| Extracted material |
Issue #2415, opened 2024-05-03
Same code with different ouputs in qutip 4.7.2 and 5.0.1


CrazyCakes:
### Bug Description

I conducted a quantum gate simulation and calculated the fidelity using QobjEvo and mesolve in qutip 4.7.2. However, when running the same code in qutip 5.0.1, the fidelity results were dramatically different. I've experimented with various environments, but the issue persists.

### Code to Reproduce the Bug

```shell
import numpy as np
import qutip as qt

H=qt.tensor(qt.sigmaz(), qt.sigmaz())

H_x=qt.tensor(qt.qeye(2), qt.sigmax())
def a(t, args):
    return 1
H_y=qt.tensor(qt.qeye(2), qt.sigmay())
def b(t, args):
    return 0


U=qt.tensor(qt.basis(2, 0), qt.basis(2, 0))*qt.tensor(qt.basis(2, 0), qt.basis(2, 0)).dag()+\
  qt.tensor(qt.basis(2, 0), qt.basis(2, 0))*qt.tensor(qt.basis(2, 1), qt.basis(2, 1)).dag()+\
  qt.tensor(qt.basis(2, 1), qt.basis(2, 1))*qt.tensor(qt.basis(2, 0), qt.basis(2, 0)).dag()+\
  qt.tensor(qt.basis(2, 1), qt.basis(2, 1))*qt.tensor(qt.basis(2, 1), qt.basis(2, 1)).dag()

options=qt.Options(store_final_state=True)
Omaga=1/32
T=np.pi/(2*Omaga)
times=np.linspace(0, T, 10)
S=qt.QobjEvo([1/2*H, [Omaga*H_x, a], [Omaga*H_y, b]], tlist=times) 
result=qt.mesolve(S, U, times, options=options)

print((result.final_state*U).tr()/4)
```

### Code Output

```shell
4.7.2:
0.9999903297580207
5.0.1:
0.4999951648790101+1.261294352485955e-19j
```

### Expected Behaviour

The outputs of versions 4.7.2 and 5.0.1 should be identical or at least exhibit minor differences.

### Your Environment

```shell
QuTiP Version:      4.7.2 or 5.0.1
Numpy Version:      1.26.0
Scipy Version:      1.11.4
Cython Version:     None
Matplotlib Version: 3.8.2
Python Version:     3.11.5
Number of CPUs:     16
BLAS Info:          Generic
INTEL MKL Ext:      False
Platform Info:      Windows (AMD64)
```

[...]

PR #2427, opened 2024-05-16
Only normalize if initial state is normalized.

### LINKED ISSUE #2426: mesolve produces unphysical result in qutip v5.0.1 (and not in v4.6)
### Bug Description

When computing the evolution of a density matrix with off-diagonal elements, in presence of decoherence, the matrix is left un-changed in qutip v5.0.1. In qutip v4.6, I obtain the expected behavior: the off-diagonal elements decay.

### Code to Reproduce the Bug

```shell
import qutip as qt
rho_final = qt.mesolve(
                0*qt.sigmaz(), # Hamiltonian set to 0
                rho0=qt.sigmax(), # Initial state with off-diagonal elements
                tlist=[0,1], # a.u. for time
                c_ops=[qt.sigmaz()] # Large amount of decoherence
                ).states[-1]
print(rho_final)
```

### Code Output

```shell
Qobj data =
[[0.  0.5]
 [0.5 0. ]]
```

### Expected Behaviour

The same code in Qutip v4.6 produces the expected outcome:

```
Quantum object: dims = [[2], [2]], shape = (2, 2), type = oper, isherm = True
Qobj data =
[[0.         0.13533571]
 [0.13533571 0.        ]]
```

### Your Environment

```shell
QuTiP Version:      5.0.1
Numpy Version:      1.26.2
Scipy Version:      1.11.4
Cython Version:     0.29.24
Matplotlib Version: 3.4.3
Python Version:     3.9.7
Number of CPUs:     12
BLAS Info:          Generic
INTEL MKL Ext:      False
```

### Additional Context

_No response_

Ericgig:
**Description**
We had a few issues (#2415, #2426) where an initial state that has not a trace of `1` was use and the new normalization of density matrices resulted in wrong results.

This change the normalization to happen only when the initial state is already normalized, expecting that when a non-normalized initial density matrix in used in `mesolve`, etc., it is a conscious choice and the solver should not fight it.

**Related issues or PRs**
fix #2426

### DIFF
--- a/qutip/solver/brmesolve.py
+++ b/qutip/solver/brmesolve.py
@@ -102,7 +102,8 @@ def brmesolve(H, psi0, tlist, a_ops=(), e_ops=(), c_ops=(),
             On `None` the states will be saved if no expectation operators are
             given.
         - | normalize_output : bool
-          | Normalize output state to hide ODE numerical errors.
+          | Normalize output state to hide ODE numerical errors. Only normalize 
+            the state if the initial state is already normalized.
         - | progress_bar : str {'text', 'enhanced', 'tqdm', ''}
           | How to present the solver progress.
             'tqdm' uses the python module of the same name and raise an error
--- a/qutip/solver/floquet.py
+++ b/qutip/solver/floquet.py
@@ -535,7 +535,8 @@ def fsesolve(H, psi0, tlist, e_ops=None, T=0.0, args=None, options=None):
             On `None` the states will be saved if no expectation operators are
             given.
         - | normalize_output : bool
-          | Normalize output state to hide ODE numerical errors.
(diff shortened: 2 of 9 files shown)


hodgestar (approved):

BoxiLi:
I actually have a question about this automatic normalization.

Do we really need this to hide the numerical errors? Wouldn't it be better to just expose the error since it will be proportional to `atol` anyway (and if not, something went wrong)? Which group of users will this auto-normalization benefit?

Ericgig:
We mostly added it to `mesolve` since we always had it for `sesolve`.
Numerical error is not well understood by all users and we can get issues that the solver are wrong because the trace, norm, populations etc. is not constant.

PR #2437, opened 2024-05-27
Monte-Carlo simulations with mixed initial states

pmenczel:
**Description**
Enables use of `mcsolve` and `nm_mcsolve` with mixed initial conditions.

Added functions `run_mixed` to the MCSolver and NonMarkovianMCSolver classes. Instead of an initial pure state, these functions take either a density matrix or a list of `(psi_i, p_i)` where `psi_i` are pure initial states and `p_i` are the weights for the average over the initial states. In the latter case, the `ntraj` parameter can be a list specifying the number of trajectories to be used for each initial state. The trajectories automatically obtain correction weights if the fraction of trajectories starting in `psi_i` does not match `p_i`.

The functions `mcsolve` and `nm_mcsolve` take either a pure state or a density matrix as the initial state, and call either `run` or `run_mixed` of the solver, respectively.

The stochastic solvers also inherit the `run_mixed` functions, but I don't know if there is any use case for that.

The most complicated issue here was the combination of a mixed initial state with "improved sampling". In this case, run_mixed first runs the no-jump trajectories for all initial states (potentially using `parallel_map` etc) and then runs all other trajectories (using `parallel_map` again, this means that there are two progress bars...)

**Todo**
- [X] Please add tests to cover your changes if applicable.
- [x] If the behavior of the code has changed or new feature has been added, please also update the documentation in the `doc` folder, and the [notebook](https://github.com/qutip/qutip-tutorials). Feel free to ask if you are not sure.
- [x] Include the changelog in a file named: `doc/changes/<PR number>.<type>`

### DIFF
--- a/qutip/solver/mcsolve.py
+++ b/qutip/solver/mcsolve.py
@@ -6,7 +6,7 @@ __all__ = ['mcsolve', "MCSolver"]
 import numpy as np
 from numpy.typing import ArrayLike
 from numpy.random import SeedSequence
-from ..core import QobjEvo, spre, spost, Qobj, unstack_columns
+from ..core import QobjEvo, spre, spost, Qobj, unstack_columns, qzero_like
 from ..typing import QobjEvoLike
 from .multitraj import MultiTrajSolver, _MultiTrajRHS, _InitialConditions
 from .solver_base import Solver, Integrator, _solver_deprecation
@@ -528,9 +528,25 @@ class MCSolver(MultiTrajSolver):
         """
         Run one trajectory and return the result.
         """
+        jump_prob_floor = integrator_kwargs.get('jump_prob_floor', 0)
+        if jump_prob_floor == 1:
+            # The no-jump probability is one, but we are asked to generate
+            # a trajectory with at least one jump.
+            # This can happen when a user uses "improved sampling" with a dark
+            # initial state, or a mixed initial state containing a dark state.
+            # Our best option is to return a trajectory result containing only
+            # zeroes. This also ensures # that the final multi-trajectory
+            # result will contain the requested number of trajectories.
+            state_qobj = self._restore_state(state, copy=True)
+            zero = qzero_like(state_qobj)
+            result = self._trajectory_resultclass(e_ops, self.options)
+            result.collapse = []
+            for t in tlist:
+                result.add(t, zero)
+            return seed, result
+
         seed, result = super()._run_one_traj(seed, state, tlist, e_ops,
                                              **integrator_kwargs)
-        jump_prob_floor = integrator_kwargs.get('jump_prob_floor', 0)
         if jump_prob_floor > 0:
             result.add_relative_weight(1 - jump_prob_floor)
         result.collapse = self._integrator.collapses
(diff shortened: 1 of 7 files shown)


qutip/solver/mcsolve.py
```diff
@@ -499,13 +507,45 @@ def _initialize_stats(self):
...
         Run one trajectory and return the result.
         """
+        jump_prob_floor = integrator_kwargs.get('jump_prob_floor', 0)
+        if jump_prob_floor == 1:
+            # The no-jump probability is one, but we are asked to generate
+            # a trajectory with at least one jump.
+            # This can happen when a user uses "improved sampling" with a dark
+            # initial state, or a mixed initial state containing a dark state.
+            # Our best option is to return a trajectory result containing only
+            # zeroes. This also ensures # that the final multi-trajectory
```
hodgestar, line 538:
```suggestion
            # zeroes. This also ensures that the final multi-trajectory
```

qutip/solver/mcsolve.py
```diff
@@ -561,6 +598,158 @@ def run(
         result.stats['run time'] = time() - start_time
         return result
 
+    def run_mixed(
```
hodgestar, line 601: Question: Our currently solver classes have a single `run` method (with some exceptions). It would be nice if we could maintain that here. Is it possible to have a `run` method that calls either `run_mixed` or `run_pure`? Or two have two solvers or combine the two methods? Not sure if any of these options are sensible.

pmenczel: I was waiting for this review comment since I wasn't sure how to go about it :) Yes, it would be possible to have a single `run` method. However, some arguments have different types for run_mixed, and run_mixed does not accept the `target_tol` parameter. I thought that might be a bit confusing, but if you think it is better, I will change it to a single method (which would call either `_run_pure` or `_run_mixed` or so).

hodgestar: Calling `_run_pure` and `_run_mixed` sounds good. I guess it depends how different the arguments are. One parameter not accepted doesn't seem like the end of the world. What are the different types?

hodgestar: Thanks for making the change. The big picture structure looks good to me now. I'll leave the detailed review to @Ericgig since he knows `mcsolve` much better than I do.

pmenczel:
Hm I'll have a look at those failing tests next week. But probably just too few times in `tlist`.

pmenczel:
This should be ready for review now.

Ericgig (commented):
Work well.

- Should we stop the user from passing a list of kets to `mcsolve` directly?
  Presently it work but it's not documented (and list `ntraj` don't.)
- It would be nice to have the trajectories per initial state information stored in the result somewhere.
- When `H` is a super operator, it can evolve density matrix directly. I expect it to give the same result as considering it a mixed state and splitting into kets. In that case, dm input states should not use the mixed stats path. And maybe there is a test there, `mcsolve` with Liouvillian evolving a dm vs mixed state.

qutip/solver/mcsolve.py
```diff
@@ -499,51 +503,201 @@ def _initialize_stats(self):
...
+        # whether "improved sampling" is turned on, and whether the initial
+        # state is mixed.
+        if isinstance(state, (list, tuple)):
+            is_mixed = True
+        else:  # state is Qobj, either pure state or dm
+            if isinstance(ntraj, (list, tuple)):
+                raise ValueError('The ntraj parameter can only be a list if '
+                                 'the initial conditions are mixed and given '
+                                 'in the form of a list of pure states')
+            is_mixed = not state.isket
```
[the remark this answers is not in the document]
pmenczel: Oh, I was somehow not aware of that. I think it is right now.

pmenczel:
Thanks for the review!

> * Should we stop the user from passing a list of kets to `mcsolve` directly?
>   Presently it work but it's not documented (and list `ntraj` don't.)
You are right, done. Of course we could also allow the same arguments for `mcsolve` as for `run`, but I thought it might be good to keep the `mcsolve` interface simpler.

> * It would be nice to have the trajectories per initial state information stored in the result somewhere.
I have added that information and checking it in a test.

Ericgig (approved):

| Work task |
Take every line above that includes "times" and list it.

| Answer for this exercise |
times=np.linspace(0, T, 10)
S=qt.QobjEvo([1/2*H, [Omaga*H_x, a], [Omaga*H_y, b]], tlist=times) 
result=qt.mesolve(S, U, times, options=options)
Hm I'll have a look at those failing tests next week. But probably just too few times in `tlist`.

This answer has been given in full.